Снега тогда навалило глубоко, по-рождественски. Почему-то я почувствовал, что в этот вечер мы должны с Катей образумиться, прийти в себя, проснуться из нашего ослепления, разомкнуть этот душивший нас круг. Я захотел, чтобы мы встретили Сочельник как полагается, по-настоящему, с елкой, с подарками. Я смотрел, как дворник ставил елку в крест, и вспоминал детство. Все хотелось устроить, как у нас дома: когда зажигалась елка, после кутьи, подаваемой со звездою, все шли в гостиную, мяса в Сочельник не ели, а только рыбу, зелень и взвар, а подарки складывали друг другу в большую корзину, стоявшую под роялем у елки.

Я нашел такую же корзину, какая была в моем детстве в гимназическом флигеле, купил подарок прислуге: брошку и еще какой-то дребедени, а для Кати долго выбирал что-нибудь изящное и нашел очень красивый и дорогой браслет.

Я боялся, что Катя вообще не выйдет, но она даже с видимым удовольствием решила поддержать эту игру и вышла к ужину нарядно одетая в вечернее платье, в котором я видел ее лишь пару раз – с голыми руками и вырезом на спине.
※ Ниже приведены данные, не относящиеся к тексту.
PR #1385, opened 2023-08-10
Allow specifying allocator for benchmarks

upsj:
This adds an `-allocator` flag to specify how to allocate data in the benchmarks.

### DIFF
--- a/benchmark/sparse_blas/sparse_blas.cpp
+++ b/benchmark/sparse_blas/sparse_blas.cpp
@@ -127,9 +127,12 @@ void apply_sparse_blas(const char* operation_name,
                               allocator);
             auto gen_logger = create_operations_logger(
                 FLAGS_gpu_timer, FLAGS_nested_names, exec,
-                test_case[operation_name]["components"], allocator, 1);
+                test_case[operation_name]["components"], allocator,
+                repetitions);
             exec->add_logger(gen_logger);
-            op->run();
+            for (unsigned i = 0; i < repetitions; i++) {
+                op->run();
+            }
             exec->remove_logger(gen_logger);
         }
         op->write_stats(test_case[operation_name], allocator);
--- a/benchmark/utils/general.hpp
+++ b/benchmark/utils/general.hpp
@@ -45,6 +45,7 @@ OF THIS SOFTWARE, EVEN IF ADVISED OF THE POSSIBILITY OF SUCH DAMAGE.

Меня смутило только, что в ее глазах была какая-то радостная злость.

Я зажег на елке свечи и выключил электричество. Осыпанная ватой и блестками, она светилась в темноте, но чего-то главного, рождественского, чудесного, недоставало. Я дал Матреше приготовленные для нее подарки и отпустил ее. Мы остались вдвоем.

Пламя свечей отражалось в бокалах на столе, в фарфоре тарелок, в серебре приборов. Я подошел к Кате, развернул свой подарок и протянул ей. Она, скользнув взглядом по браслету и даже не примерив, оставила его в открытом футляре на рояле.

Мы сели за стол. В комнате стоял запах хвои, потрескивали свечи, но я предчувствовал, что ничего рождественского сейчас между нами не будет. Я дал себе слово провести хотя бы этот вечер достойно и не опуститься до взаимных унижений. Но во всем ее поведении я чувствовал вызов и жажду борьбы.

– Что же ты хочешь мне подарить сегодня, Катя? – спросил я самым миролюбивым тоном, расправляя на коленях салфетку.

Она усмехнулась:

– Я приготовила тебе одну историю.

– Вот как? И что же это за история? – я откинулся на спинку стула и глядел на нее сквозь сверкание бокалов на столе.